• GOAL OF THE EXERCISE:
Search the records that follow and extract every line containing the string "opened".

• GIVEN RECORDS:
BEGIN

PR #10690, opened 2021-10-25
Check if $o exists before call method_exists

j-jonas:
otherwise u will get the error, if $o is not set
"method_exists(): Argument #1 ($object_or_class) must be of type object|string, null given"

END
BEGIN

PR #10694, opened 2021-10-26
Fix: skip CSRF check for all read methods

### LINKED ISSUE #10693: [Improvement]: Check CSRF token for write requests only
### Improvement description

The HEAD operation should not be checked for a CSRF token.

END

• ANSWER TO THE PROBLEM:
PR #10690, opened 2021-10-25
PR #10694, opened 2021-10-26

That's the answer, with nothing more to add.